## Exercise
Below are some entries. Reproduce them word for word.

(Stored items)
■ ■ ■ ■
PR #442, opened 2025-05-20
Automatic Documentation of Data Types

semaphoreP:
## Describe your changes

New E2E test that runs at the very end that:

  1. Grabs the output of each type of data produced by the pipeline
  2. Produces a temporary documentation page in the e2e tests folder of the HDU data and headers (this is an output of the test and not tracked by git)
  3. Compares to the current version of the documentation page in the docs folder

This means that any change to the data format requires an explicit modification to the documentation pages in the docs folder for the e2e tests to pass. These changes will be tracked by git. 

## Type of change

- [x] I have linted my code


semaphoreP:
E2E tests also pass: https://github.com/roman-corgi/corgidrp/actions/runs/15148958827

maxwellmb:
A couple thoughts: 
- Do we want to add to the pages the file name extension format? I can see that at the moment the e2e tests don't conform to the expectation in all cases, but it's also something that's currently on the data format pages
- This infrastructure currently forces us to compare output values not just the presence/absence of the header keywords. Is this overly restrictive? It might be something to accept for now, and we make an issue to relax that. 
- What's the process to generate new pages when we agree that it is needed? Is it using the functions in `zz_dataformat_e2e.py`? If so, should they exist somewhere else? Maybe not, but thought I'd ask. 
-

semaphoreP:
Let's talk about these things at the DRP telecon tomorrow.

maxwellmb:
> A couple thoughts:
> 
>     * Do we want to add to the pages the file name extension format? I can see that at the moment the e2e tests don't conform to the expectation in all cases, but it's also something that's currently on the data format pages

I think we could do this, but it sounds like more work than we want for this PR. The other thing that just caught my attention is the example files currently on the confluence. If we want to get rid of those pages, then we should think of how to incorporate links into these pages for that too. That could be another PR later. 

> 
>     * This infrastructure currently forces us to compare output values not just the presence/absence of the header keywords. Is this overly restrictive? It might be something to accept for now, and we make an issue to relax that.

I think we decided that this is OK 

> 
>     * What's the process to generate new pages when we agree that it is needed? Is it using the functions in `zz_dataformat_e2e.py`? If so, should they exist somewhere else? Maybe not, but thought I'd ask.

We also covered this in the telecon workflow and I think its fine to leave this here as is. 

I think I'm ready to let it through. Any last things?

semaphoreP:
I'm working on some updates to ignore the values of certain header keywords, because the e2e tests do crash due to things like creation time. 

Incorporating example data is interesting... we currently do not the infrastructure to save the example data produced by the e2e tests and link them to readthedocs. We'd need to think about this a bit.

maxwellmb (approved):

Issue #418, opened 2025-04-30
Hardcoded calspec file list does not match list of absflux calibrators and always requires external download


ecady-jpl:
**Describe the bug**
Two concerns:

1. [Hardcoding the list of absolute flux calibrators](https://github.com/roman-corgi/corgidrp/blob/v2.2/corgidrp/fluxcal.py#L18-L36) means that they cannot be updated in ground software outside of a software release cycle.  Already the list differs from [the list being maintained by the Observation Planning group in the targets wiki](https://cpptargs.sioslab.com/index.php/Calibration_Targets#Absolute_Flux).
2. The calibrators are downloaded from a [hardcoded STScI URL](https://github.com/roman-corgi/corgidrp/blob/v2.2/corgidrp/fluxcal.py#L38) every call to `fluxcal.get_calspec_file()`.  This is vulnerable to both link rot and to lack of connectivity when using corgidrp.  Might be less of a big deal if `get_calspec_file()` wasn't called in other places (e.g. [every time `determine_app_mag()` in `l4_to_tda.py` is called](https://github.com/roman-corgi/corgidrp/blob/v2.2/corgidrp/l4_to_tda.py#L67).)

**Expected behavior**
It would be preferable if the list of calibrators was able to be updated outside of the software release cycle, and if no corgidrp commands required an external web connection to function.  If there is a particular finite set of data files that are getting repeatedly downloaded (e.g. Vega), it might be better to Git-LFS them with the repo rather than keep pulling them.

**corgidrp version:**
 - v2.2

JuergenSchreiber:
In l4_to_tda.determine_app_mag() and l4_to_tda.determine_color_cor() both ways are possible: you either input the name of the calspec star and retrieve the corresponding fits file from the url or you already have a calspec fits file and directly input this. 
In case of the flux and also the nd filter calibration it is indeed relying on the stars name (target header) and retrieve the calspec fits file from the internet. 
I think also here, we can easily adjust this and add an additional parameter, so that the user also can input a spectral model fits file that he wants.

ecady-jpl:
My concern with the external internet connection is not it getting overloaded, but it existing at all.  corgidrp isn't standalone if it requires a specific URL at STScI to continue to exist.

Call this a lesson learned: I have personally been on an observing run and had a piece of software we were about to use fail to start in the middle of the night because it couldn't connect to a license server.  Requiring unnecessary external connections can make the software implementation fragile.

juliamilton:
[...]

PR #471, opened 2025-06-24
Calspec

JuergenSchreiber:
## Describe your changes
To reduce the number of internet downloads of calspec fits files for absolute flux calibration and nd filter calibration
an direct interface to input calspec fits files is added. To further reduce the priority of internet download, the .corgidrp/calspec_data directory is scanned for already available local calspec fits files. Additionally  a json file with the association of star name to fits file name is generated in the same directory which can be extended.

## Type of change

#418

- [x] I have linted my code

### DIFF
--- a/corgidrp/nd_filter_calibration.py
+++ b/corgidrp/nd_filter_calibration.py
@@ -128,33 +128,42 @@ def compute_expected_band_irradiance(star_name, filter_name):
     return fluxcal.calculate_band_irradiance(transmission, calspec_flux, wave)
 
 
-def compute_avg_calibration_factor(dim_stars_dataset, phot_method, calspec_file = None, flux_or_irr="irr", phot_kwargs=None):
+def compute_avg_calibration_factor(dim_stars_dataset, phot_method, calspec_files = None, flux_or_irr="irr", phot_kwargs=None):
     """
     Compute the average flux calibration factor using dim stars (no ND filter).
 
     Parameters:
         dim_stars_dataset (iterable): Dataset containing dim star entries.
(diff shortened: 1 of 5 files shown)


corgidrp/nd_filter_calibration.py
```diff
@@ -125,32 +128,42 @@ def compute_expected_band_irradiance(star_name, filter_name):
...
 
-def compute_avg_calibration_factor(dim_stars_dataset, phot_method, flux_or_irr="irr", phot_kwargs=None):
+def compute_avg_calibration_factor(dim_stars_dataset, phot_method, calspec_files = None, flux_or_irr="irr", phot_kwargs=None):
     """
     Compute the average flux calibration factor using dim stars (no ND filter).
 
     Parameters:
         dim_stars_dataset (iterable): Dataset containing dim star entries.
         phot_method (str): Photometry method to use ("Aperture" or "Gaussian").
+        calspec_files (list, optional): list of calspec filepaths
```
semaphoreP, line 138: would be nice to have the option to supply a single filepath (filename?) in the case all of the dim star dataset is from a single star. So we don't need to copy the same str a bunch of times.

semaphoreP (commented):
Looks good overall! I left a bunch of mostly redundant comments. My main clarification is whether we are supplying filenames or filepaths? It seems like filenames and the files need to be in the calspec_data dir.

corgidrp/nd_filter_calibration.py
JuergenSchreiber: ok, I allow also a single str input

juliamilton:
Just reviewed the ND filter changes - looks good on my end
■ ■ ■ ■
## Task result
PR #442, opened 2025-05-20
Automatic Documentation of Data Types

semaphoreP:
## Describe your changes

New E2E test that runs at the very end that:

  1. Grabs the output of each type of data produced by the pipeline
  2. Produces a temporary documentation page in the e2e tests folder of the HDU data and headers (this is an output of the test and not tracked by git)
  3. Compares to the current version of the documentation page in the docs folder

This means that any change to the data format requires an explicit modification to the documentation pages in the docs folder for the e2e tests to pass. These changes will be tracked by git. 

## Type of change

- [x] I have linted my code


semaphoreP:
E2E tests also pass: https://github.com/roman-corgi/corgidrp/actions/runs/15148958827

maxwellmb:
A couple thoughts: 
- Do we want to add to the pages the file name extension format? I can see that at the moment the e2e tests don't conform to the expectation in all cases, but it's also something that's currently on the data format pages
- This infrastructure currently forces us to compare output values not just the presence/absence of the header keywords. Is this overly restrictive? It might be something to accept for now, and we make an issue to relax that. 
- What's the process to generate new pages when we agree that it is needed? Is it using the functions in `zz_dataformat_e2e.py`? If so, should they exist somewhere else? Maybe not, but thought I'd ask. 
-

semaphoreP:
Let's talk about these things at the DRP telecon tomorrow.

maxwellmb:
> A couple thoughts:
> 
>     * Do we want to add to the pages the file name extension format? I can see that at the moment the e2e tests don't conform to the expectation in all cases, but it's also something that's currently on the data format pages

I think we could do this, but it sounds like more work than we want for this PR. The other thing that just caught my attention is the example files currently on the confluence. If we want to get rid of those pages, then we should think of how to incorporate links into these pages for that too. That could be another PR later. 

> 
>     * This infrastructure currently forces us to compare output values not just the presence/absence of the header keywords. Is this overly restrictive? It might be something to accept for now, and we make an issue to relax that.

I think we decided that this is OK 

> 
>     * What's the process to generate new pages when we agree that it is needed? Is it using the functions in `zz_dataformat_e2e.py`? If so, should they exist somewhere else? Maybe not, but thought I'd ask.

We also covered this in the telecon workflow and I think its fine to leave this here as is. 

I think I'm ready to let it through. Any last things?

semaphoreP:
I'm working on some updates to ignore the values of certain header keywords, because the e2e tests do crash due to things like creation time. 

Incorporating example data is interesting... we currently do not the infrastructure to save the example data produced by the e2e tests and link them to readthedocs. We'd need to think about this a bit.

maxwellmb (approved):

Issue #418, opened 2025-04-30
Hardcoded calspec file list does not match list of absflux calibrators and always requires external download


ecady-jpl:
**Describe the bug**
Two concerns:

1. [Hardcoding the list of absolute flux calibrators](https://github.com/roman-corgi/corgidrp/blob/v2.2/corgidrp/fluxcal.py#L18-L36) means that they cannot be updated in ground software outside of a software release cycle.  Already the list differs from [the list being maintained by the Observation Planning group in the targets wiki](https://cpptargs.sioslab.com/index.php/Calibration_Targets#Absolute_Flux).
2. The calibrators are downloaded from a [hardcoded STScI URL](https://github.com/roman-corgi/corgidrp/blob/v2.2/corgidrp/fluxcal.py#L38) every call to `fluxcal.get_calspec_file()`.  This is vulnerable to both link rot and to lack of connectivity when using corgidrp.  Might be less of a big deal if `get_calspec_file()` wasn't called in other places (e.g. [every time `determine_app_mag()` in `l4_to_tda.py` is called](https://github.com/roman-corgi/corgidrp/blob/v2.2/corgidrp/l4_to_tda.py#L67).)

**Expected behavior**
It would be preferable if the list of calibrators was able to be updated outside of the software release cycle, and if no corgidrp commands required an external web connection to function.  If there is a particular finite set of data files that are getting repeatedly downloaded (e.g. Vega), it might be better to Git-LFS them with the repo rather than keep pulling them.

**corgidrp version:**
 - v2.2

JuergenSchreiber:
In l4_to_tda.determine_app_mag() and l4_to_tda.determine_color_cor() both ways are possible: you either input the name of the calspec star and retrieve the corresponding fits file from the url or you already have a calspec fits file and directly input this. 
In case of the flux and also the nd filter calibration it is indeed relying on the stars name (target header) and retrieve the calspec fits file from the internet. 
I think also here, we can easily adjust this and add an additional parameter, so that the user also can input a spectral model fits file that he wants.

ecady-jpl:
My concern with the external internet connection is not it getting overloaded, but it existing at all.  corgidrp isn't standalone if it requires a specific URL at STScI to continue to exist.

Call this a lesson learned: I have personally been on an observing run and had a piece of software we were about to use fail to start in the middle of the night because it couldn't connect to a license server.  Requiring unnecessary external connections can make the software implementation fragile.

juliamilton:
[...]

PR #471, opened 2025-06-24
Calspec

JuergenSchreiber:
## Describe your changes
To reduce the number of internet downloads of calspec fits files for absolute flux calibration and nd filter calibration
an direct interface to input calspec fits files is added. To further reduce the priority of internet download, the .corgidrp/calspec_data directory is scanned for already available local calspec fits files. Additionally  a json file with the association of star name to fits file name is generated in the same directory which can be extended.

## Type of change

#418

- [x] I have linted my code

### DIFF
--- a/corgidrp/nd_filter_calibration.py
+++ b/corgidrp/nd_filter_calibration.py
@@ -128,33 +128,42 @@ def compute_expected_band_irradiance(star_name, filter_name):
     return fluxcal.calculate_band_irradiance(transmission, calspec_flux, wave)
 
 
-def compute_avg_calibration_factor(dim_stars_dataset, phot_method, calspec_file = None, flux_or_irr="irr", phot_kwargs=None):
+def compute_avg_calibration_factor(dim_stars_dataset, phot_method, calspec_files = None, flux_or_irr="irr", phot_kwargs=None):
     """
     Compute the average flux calibration factor using dim stars (no ND filter).
 
     Parameters:
         dim_stars_dataset (iterable): Dataset containing dim star entries.
(diff shortened: 1 of 5 files shown)


corgidrp/nd_filter_calibration.py
```diff
@@ -125,32 +128,42 @@ def compute_expected_band_irradiance(star_name, filter_name):
...
 
-def compute_avg_calibration_factor(dim_stars_dataset, phot_method, flux_or_irr="irr", phot_kwargs=None):
+def compute_avg_calibration_factor(dim_stars_dataset, phot_method, calspec_files = None, flux_or_irr="irr", phot_kwargs=None):
     """
     Compute the average flux calibration factor using dim stars (no ND filter).
 
     Parameters:
         dim_stars_dataset (iterable): Dataset containing dim star entries.
         phot_method (str): Photometry method to use ("Aperture" or "Gaussian").
+        calspec_files (list, optional): list of calspec filepaths
```
semaphoreP, line 138: would be nice to have the option to supply a single filepath (filename?) in the case all of the dim star dataset is from a single star. So we don't need to copy the same str a bunch of times.

semaphoreP (commented):
Looks good overall! I left a bunch of mostly redundant comments. My main clarification is whether we are supplying filenames or filepaths? It seems like filenames and the files need to be in the calspec_data dir.

corgidrp/nd_filter_calibration.py
JuergenSchreiber: ok, I allow also a single str input

juliamilton:
Just reviewed the ND filter changes - looks good on my end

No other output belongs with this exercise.